## Required action
The line with "Just my thoughts..." marks the start; write out that line and all following lines through the end of the listing, exactly.
+++++
PR #328, opened 2015-06-12
Change PSR-0 to PSR-4

trupedia:
Since PSR-0 is deprecated, I changed it to PSR-4 and optimized the testsuite to use the composer generated autoload file (also added phpunit to the required-dev part).
But maybe it is even better just to use the classmap option in composer.json, because it's just a single class without a namespace at all.
Just my thoughts... 

Cheers


GrahamCampbell:
You should NOT move the file. That's a BC break. You can use PSR4 without moving any files.

.gitignore
```diff
@@ -0,0 +1,3 @@
+/vendor
+/.idea
+composer.lock
```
+++++
## Solution
Just my thoughts... 

Cheers


GrahamCampbell:
You should NOT move the file. That's a BC break. You can use PSR4 without moving any files.

.gitignore
```diff
@@ -0,0 +1,3 @@
+/vendor
+/.idea
+composer.lock
```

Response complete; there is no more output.